Start of INFORMATION SHOWN

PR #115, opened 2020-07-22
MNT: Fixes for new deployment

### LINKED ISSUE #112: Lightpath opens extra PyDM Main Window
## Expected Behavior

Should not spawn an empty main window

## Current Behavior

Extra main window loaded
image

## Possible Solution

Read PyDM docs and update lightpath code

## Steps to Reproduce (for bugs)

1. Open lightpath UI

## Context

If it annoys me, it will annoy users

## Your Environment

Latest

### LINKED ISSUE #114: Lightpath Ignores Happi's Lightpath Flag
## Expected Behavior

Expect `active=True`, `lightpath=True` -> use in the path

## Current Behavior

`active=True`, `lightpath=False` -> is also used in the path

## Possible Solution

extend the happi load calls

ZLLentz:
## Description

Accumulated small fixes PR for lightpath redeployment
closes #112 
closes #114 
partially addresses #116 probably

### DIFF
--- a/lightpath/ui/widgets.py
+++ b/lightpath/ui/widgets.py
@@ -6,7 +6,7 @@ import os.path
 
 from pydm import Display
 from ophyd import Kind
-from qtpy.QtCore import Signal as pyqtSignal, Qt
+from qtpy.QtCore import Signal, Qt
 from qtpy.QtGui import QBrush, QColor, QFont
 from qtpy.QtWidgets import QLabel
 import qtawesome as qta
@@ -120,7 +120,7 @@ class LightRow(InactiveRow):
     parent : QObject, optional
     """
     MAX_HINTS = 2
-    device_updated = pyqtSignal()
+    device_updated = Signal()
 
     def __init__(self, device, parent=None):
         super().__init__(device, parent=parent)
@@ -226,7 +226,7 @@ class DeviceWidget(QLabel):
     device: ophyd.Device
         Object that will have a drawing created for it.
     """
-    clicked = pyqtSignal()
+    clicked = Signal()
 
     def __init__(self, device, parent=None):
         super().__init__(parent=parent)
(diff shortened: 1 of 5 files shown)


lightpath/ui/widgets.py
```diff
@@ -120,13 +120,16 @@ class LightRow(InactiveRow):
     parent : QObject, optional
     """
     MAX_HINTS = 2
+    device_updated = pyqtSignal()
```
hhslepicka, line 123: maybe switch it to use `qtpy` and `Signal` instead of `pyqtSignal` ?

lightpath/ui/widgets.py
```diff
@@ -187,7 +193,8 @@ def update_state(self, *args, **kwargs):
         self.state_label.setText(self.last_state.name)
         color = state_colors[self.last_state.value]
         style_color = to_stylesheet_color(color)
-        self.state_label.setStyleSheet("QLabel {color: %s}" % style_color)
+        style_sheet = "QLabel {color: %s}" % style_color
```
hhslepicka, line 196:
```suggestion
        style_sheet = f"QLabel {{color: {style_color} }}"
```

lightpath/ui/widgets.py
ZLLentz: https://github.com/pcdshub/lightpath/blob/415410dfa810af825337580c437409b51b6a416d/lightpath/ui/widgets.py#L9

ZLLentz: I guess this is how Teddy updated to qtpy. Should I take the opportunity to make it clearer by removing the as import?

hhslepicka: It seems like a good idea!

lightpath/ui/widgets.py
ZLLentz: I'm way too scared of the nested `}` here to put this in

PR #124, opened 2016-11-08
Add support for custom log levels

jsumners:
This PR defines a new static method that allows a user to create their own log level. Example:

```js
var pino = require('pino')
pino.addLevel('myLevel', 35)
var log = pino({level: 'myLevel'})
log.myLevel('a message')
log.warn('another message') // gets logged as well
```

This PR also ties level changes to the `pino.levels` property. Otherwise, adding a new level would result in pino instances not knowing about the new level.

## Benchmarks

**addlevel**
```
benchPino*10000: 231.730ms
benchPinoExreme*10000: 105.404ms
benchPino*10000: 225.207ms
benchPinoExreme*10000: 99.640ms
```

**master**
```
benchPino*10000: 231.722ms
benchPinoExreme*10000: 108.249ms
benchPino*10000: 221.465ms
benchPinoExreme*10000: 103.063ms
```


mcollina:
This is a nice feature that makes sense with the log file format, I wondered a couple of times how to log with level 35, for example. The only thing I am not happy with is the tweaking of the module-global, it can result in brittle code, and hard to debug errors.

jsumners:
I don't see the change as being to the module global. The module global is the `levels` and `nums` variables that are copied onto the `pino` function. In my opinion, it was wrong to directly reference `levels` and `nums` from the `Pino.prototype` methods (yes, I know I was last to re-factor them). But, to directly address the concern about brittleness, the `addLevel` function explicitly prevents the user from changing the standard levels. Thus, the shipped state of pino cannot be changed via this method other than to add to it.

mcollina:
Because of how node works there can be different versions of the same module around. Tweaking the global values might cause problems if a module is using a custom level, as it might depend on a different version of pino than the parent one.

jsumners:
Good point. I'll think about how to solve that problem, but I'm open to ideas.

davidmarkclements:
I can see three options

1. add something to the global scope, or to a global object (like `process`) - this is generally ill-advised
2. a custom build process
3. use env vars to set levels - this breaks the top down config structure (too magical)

End of INFORMATION SHOWN

PROBLEM DESCRIPTION: Read the records above. Show each line that has the string "also".

EXERCISE RESPONSE:
`active=True`, `lightpath=False` -> is also used in the path
This PR also ties level changes to the `pino.levels` property. Otherwise, adding a new level would result in pino instances not knowing about the new level.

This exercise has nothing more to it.